### Assigned task:
Wherever a line in the data holds the word "PPositive", pull that line out.

### Data excerpts:
═══
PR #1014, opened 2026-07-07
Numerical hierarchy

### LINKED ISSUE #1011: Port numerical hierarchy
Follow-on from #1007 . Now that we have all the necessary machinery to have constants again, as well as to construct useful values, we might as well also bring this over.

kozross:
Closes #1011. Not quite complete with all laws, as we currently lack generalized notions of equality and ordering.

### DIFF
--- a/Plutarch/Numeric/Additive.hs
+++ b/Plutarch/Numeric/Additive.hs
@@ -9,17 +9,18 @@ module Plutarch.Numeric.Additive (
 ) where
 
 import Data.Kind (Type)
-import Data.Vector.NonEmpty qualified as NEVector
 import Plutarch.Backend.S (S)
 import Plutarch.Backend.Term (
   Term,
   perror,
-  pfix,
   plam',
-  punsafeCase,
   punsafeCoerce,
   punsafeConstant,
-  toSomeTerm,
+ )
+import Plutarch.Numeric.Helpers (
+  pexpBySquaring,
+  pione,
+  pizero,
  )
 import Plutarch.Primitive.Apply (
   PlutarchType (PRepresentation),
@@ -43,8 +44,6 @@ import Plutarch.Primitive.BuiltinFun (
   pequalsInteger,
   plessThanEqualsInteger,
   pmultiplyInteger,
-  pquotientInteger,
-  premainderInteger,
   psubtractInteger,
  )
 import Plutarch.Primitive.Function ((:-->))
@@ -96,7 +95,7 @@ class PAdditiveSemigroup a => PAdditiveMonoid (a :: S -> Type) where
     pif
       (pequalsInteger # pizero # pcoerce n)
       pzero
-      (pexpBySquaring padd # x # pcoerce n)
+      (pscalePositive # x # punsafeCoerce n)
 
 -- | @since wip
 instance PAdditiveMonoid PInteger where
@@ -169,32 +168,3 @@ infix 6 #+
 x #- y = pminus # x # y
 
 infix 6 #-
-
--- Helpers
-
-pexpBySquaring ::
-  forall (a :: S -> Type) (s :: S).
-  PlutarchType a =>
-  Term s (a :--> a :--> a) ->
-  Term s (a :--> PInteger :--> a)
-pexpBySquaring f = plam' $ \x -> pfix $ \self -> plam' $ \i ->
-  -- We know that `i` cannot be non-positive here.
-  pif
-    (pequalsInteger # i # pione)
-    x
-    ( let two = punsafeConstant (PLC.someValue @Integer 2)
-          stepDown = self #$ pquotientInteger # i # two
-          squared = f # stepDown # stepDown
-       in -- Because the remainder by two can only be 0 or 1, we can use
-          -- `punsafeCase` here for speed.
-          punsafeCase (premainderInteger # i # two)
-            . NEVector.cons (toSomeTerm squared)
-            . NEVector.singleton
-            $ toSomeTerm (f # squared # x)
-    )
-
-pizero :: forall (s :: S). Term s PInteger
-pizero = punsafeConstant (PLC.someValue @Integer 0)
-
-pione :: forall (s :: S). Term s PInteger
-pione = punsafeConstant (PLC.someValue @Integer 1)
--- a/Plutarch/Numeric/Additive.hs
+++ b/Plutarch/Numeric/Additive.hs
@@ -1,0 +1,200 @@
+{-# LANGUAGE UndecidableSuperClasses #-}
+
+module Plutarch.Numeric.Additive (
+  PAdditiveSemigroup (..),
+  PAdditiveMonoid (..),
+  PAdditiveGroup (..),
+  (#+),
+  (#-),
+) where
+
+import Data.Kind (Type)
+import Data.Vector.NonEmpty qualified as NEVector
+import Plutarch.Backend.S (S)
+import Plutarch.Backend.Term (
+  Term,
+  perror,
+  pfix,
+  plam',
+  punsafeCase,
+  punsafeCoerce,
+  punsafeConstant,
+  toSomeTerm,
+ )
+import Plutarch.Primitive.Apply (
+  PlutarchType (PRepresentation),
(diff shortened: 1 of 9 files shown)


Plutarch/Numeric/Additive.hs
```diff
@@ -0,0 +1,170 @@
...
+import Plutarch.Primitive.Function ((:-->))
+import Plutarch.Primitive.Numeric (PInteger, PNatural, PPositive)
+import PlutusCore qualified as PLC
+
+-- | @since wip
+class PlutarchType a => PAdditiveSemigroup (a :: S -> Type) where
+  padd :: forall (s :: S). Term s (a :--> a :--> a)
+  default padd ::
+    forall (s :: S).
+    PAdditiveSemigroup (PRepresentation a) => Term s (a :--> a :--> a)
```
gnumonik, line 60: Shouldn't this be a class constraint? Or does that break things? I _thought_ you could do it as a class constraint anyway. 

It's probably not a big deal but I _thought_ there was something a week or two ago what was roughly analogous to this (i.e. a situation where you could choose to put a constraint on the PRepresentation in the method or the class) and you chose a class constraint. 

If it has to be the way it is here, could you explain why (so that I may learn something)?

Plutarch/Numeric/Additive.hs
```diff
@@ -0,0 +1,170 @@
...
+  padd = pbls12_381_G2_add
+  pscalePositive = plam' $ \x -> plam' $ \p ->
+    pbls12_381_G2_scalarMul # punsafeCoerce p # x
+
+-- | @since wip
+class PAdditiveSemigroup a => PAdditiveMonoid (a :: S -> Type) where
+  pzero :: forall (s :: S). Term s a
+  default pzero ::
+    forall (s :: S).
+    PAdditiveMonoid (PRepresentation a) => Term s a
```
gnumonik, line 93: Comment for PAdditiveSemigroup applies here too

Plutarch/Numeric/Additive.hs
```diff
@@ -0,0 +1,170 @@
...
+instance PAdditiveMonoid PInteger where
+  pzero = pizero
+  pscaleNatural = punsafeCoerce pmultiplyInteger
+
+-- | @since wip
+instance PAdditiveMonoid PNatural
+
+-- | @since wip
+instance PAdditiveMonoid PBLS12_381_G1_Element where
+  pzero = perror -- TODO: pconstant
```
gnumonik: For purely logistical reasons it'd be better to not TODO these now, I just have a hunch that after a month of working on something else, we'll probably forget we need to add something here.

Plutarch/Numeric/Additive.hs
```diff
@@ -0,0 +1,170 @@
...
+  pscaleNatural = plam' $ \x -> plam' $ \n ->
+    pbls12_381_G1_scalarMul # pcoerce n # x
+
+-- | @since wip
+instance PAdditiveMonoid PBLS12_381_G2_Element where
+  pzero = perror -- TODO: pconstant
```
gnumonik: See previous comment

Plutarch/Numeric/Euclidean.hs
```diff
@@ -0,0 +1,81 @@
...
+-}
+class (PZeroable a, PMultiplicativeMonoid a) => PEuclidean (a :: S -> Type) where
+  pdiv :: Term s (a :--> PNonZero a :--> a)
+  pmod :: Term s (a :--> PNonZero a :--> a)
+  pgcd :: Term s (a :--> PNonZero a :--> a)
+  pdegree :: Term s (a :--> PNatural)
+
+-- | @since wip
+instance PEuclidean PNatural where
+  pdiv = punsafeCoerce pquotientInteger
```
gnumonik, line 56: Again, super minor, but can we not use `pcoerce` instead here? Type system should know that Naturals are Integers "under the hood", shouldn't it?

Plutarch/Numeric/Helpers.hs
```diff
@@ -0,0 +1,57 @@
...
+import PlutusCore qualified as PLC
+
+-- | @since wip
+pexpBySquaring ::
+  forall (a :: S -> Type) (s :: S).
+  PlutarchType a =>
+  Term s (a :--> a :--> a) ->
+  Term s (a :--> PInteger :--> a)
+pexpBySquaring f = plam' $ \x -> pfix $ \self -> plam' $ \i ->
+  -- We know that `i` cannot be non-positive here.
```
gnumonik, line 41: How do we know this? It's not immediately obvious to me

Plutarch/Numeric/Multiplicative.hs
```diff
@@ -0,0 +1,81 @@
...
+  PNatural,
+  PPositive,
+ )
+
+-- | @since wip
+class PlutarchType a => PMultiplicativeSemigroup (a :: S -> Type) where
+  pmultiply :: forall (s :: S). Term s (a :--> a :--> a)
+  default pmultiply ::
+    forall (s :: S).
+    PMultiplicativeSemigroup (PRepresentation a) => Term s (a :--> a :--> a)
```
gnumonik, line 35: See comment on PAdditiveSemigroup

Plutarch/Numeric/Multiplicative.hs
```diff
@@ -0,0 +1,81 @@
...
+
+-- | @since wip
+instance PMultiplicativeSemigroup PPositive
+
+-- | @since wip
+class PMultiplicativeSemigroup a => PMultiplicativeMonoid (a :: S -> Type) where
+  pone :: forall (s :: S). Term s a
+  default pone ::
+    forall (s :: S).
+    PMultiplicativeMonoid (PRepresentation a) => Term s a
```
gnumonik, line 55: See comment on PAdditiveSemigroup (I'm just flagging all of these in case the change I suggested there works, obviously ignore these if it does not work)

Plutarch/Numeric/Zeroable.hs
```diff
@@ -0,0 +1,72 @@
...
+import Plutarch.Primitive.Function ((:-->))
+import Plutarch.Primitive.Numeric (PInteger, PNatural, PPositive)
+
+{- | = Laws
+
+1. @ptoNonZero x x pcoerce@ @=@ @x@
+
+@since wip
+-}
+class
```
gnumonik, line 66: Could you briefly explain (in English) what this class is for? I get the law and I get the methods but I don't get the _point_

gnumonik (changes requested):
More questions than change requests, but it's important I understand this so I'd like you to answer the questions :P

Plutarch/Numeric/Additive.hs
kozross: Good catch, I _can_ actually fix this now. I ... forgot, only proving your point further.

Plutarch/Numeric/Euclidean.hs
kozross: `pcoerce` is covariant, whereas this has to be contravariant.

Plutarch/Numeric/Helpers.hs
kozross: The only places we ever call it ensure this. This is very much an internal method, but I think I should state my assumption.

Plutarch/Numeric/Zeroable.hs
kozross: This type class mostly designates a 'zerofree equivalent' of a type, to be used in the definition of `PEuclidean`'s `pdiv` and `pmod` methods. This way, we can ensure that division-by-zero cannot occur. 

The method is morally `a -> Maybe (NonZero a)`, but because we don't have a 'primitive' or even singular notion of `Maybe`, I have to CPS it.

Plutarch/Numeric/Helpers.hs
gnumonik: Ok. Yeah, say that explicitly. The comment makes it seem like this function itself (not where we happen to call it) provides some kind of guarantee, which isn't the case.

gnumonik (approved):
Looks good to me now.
═══
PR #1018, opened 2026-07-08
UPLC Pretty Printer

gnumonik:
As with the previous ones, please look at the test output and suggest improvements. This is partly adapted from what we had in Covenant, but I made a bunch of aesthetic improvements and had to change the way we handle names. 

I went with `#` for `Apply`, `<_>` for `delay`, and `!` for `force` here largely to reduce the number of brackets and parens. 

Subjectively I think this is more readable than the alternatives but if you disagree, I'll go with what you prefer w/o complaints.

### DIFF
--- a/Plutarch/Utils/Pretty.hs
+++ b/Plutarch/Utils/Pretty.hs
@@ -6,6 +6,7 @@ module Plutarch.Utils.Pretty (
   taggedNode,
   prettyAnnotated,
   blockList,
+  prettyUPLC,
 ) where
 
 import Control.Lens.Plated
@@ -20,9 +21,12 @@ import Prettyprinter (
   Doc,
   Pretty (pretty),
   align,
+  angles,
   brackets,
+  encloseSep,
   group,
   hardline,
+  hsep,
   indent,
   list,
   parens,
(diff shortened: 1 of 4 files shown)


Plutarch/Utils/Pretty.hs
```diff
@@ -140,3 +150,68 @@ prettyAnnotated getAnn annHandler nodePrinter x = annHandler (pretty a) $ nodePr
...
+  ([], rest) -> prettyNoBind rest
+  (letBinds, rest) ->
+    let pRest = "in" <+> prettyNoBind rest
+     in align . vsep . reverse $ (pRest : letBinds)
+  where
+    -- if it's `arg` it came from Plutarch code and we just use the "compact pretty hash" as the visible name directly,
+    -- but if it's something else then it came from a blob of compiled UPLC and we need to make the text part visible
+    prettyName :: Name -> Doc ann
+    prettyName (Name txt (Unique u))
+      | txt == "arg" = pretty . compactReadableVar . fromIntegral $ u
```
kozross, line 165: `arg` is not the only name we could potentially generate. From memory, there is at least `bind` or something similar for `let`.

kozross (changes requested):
═══
### Task output:
+import Plutarch.Primitive.Numeric (PInteger, PNatural, PPositive)
+  PPositive,
+instance PMultiplicativeSemigroup PPositive
+import Plutarch.Primitive.Numeric (PInteger, PNatural, PPositive)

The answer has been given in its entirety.